Fam Pract Manag. 2004;11(2):17-20
To the Editor:
We read Dr. Mark Ebell’s article “Making Decisions at the Point of Care: Sore Throat” [September 2003, page 68] with great interest. The article encourages the use of the strep score calculator developed by McIsaac.1 In the example cited, the patient’s score is 5, meaning there is a 52-percent chance that he has streptococcal pharyngitis. The author notes that it would be reasonable to treat him for this, but another interpretation is that the likelihood of the patient having streptococcal infection is no better than chance alone. Accordingly, there is good reason to recommend a specific microbiologic test, such as a rapid diagnostic assay or a conventional throat culture, as a guide to therapeutic decisions. Some of the more sensitive rapid tests can provide an answer with an 80-to 85-percent certainty within 15 minutes. Given that group A streptococcus causes only about 20 percent of pharyngitis episodes in children and 10 percent in adults, this seems like a more prudent approach, especially given concerns about the overuse of antibiotics.
We also have concern about including antibiotics (azithromycin) other than first-line antibiotics in a patient flow sheet for management of pharyngitis. This implies that these are appropriate initial choices for management of pharyngitis due to group A streptococcus. Unless the patient is allergic to penicillin, either amoxicillin or penicillin remains the drug of choice for this condition.
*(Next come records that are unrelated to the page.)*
PR #222, opened 2020-10-17
Pygmo optimization example added pygmo installation notes 

MarBrandt:
Adding a short description of installation methods for PyGMO using conda and pip.


fwitte:
Thank you for the suggestion, merged.

PR #226, opened 2020-10-19
Allow using Cuda for matrix inversion

jbueck:
At least when running rather large networks matrix inversion draws a lot of performance. This allows the use of Cuda for that operation to let it be run on the GPU, which improves performance quite a lot. As this is only possible for Nvidia GPUs and will not be useful for everyone it is only applied when the variable "use_cuda" in "global_vars.py" is set to true. So is the import of the package cupy, that is used for addressing Cuda.


fwitte:
Thank you for your contribution. This looks very interesting/promising. I would like to add the following information before we merge the new feature:

- benchmark tests, to identify in which cases usage of cuda is (most) beneficial.
- documentation update, so users will know about the feature. The documentation should be updated in the tespy_modules chapter within the section regarding the network solving. It may also be interesting to have a separate section dedicated to calculation speed improvements.

Unfortunately I cannot use the cuda feature as I do not work on a machine with a NVIDIA GPU. Therefore I would like to ask you, if you can perform the calculations on your machine. Can we have a call on this topic? I will try to come up with a testing/evaluation code for different use cases.
Best

fwitte:
And we need installation instructions for cuda/cupy, as `pip install cupy` does not work (at least for me). You have to install cuda first, I guess?

jbueck:
Yes, sure, I can do that. The performance improvement is best when running tespy in parallel processes, as the CPU load seems to be better balanced between the processes and cores, while the GPU is working. We could try to show that as well.

jbueck:
> And we need installation instructions for cuda/cupy, as `pip install cupy` does not work (at least for me). You have to install cuda first, I guess?

For installing cupy using pip, some prerequisites have to be met, which I think depend on the OS you are using. That is explained on the docs page: [https://docs.cupy.dev/en/stable/install.html#installing-cupy](https://docs.cupy.dev/en/stable/install.html#installing-cupy)  There are also precompiled binary packages that can be installed using pip, which makes it easier to get it running. Of course you have to have Cuda installed and working for the package to run. Because of that I put the import cupy statement in that if-condition, so that you only have to install cupy if you really want to use it.

fwitte:
Benchmark examples:

- [ ] simple network with max 15 components and one pure fluid only
- [ ] simple network with max 15 components using gas mixtures
- [ ] simple network with max 15 components using pure fluids and gas mixtures simultaneously
- [ ] large network with max 30 components, single fluid only
- [ ] large network with max 30 components, pure fluids and gas mixtures simultaneously
- [ ] huge network with > 50 components, single fluid only

jbueck:
These are the results of the test cases evaluating the activation of CUDA and always computing all equations.

[results_overview.zip](https://github.com/oemof/tespy/files/5618153/results_overview.zip)

PR #227, opened 2020-10-20
Adjust some component value limits

jbueck:
Adjust limits for zeta max value and for ks if using HW equation. Value limits are changed for simple heat exchanger and valve.


fwitte:
Hi @jbueck,
thanks for your contributions and suggestions. We can quickly merge this one, the other PRs require some updates in the documentation. I'll comment there respectively.
Best
Francesco

PR #228, opened 2020-10-20
Remove conditions for computing equations

jbueck:
Remove the conditions that trigger whether an component equation is to be computed. In my simulations this often caused fluid states to be pushed out of bounds and attribute values to be out of their limited range when being calculated in calc_parameters after a successfully run simulation. Removing the calculation conditions solved those problems for me.

### DIFF
--- a/docs/whats_new/v0-3-5.rst
+++ b/docs/whats_new/v0-3-5.rst
@@ -35,6 +35,17 @@ Other Changes
 
       mynetwork.print_results(colored=False)
 
+- Add a flag to activate calculation of all component equations in every
+  iteration. This improves stability in some cases but reduces calculation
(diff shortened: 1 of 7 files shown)


fwitte:
Is this the case for initial calculations or does it happen in any kind of calculation? I suggest to make the feature optional, so we can preserve the speedup for networks, where this is not an issue. Similar to the cuda/cupy implementation

jbueck:
> Is this the case for initial calculations or does it happen in any kind of calculation? I suggest to make the feature optional, so we can preserve the speedup for networks, where this is not an issue. Similar to the cuda/cupy implementation

I ran into this quite som times, but yes, let's do it optional so people can decide according to their needs. I will push a commit for that.

fwitte:
Moved to #226

PR #521, opened 2024-06-12
Extend get_plotting_data method of Drum class.

jfreissmann:
**General**

The `get_plotting_data` method of the `Drum` class only returns one process line connecting the saturated liquid `'out1'` with the saturated vapor `'out2'` so far. This can work sometimes, because the input saturated liquid-vapor mixture falls somewhere between these points, but the desuperheating of the gas `'in2'` is lost and can not be shown. Unfortunately, the `Drum` component does not lend itself to a clear fix that is in line with other components and the general discription of the method. That is, because changing the returned dict to contain one line from `'in1'` to `'out1'` and one from `'in2'` to `'out2'` loses the depiction of the isolation of the saturated vapor from the mixture. Therefore, I propose this solution connecting every inlet to every output and letting the user decide which lines they want to plot.

What do you think about this? Either way, in my opinion the old version can not stay, as you can not show the desuperheating. Additionally, the method desciption did not match the return value in the case of the `Drum`.

### DIFF
--- a/docs/whats_new/v0-7-5.rst
+++ b/docs/whats_new/v0-7-5.rst
@@ -7,7 +7,13 @@ Documentation
   process into the results.
   (`PR #514 <https://github.com/oemof/tespy/pull/514>`__).
 
+Other Features
+##############
+- More isolines are now available for the drum
+  (`PR #521 <https://github.com/oemof/tespy/pull/521>`__).
+
 Contributors
 ############
 - Francesco Witte (`@fwitte <https://github.com/fwitte>`__)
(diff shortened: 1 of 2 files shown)


fwitte:
Hi @jfreissmann,

thanks a lot for your contribution. I will look into the changes later and let you know how we proceed:).

Best

fwitte (changes requested):
Looks good, thank you! Can you change it, so the key `1` remains the old version (outlet 1 to outlet 2). We can add a warning message, that this behavior will change in the future and change it with the next major release.

PR #592, opened 2025-01-05
Vapour Quality and State Reporting

tlmerbecks:
Ciao @fwitte,

I noticed that the property reporting for `Connections `does not include the vapour quality or the state, hence the overall aim of this pull request is to include them in the table of properties for `Connections`.

I implemented the following changes:

- Aligned the calculation of the vapour quality for the `CoolPropWrapper` with that of the `IAPWSWrapper`. Currently the `CoolPropWrapper` reports a vapour quality of `-1` for all single phase states (irrespective of it being gas or liquid).  With the changes below, the vapour quality is now reported as `0` for liquids and `1` for gases, for subcritical conditions.
- Added a state_ph function to the base `FluidPropertiesWrapper`, the `CoolPropWrapper `and the `IAPWSWrapper`. Unfortunately, I lack expertise with Pyromat and so have not done this... yet)
- Extended the `fluid_properties_data` (global_vars) with a `state` properties field
- Added an exception rule for the unit conversion of the new `state` property
- Added the `vapour quality` and `state` to the reported `Connection` results

I hope the above is clear enough. Is there anything else that would be helpful?

### DIFF
--- a/docs/whats_new.rst
+++ b/docs/whats_new.rst
@@ -3,6 +3,7 @@ What's New
 
 Discover notable new features and improvements in each release
 
+.. include::  whats_new/v0-7-9.rst
 .. include::  whats_new/v0-7-8-002.rst
 .. include::  whats_new/v0-7-8-001.rst
 .. include::  whats_new/v0-7-8.rst
--- a/docs/whats_new/v0-7-9.rst
+++ b/docs/whats_new/v0-7-9.rst
@@ -1,0 +1,14 @@
+v0.7.9 - Under development
+++++++++++++++++++++++++++
+
+New Features
+############
+- Implement a new property for connections to report the phase of the fluid,
+  i.e. :code:`"l"` for liquid, :code:`"tp"` for two-phase and :code:`"g"` for
+  gaseous. The phase is only reported in subcritical pressure
+  (`PR #592 <https://github.com/oemof/tespy/pull/592>`__).
+
+Contributors
+############
+- `@tlmerbecks <https://github.com/tlmerbecks>`__
+- Francesco Witte (`@fwitte <https://github.com/fwitte>`__)
--- a/pyproject.toml
+++ b/pyproject.toml
@@ -24,7 +24,7 @@ exclude = ["docs/_build"]
 
 [project]
 name = "tespy"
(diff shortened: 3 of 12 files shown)


tlmerbecks:
Looks like my PR was not overly successful... Unfortunately, I am somewhat struggling to understand exactly what tests have failed

fwitte:
@tlmerbecks, thank you for your contribution. I will have a look today evening, my first guess is, that it is because the `state` keyword is already utilized for different context (may be `'l'` or `'g'` for liquid/gas) in order to help convergence. If specified, the solver forces the state to be liquid or gaseous. Adding `'tp'` is a nice touch, but for the rest I have to look in detail into your changes. I'll leave you some feedback later :).

tlmerbecks:
Ciao @fwitte,

that may well be it... that being said, I had kind of hoped that with these additions the `state` variable could be evaluated mid- or post-solve. This would allow the state to be reported as part of the results table (similarly to the pressure, enthalpy, etc.) and/or be used in component calculations. (I am working on another pull request for a new `SteamTurbine` component that handles wet-expansion, as you would see it in geothermal or nuclear power plants, using an empirical correction for steam wetness).

tlmerbecks:
Actually, it seems as though the `state` variable is not declared via the dictionary generated by the `get_parameters` function, instead it is declared directly. However, with my additions, it would be simply overwritten when all other parameters are set.

```python

class Connection:
        def __init__(self, ...):

            # some other code

            # set default values for kwargs
            self.property_data = self.get_parameters()  # I defined the state field in here
            self.parameters = {
                k: v for k, v in self.get_parameters().items()
                if hasattr(v, "func") and v.func is not None
            }
            self.state = dc_simple()  # currently tespy declares the state variable here
            self.property_data0 = [x + '0' for x in self.property_data.keys()]
            self.__dict__.update(self.property_data)  # <-- overwrites the directly declared variable with my definition...

            # some other code

```

fwitte:
@tlmerbecks, thank you for your contribution! I updated the changelog, bumped the version and removed that commeted section in the `wrappers.py` `Q_ph` method of the `CoolPropWrapper`.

These recommendations reflect the current guidelines endorsed by the Committee on Infectious Diseases of the American Academy of Pediatrics.2 It would be in the best interest of all children to establish consistent, high-quality practice recommendations from the AAP and the AAFP.
Author’s response:
As I state in the article, another option for high-risk patients other than empiric antibiotics is “to base treatment on the results of a rapid strep test, or to obtain a throat culture and call the patient in two days with the results. If the culture is negative, you could discontinue antibiotics, recognizing the potential for false-negative culture results when the pretest probability is sufficiently high.”
Given the limited accuracy of rapid antigen tests, if a patient has a high risk of strep based on the McIsaac rule and a negative rapid antigen test, he or she still has approximately a 15-percent risk of streptococcal pharyngitis. I would argue that empiric therapy should be an option, particularly when other factors (recently diagnosed strep infection in the family, for example) increase the risk of strep even further. This recommendation is consistent with an evidence-based guideline that the Centers for Disease Control and Prevention has endorsed.1
Regarding the choice of antibiotics, the first option was “none needed” and three of the other four choices were first-line antibiotics available in generic form. I agree that these antibiotics should be used in most nonallergic patients. While in an ideal world erythromycin would be prescribed to children and adults who are penicillin-allergic, the higher risk of adverse gastrointestinal effects with erythromycin and the more convenient dosing of azithromycin has made azithromycin the preferred drug for many physicians with penicillin-allergic patients. The encounter form simply acknowledges that reality.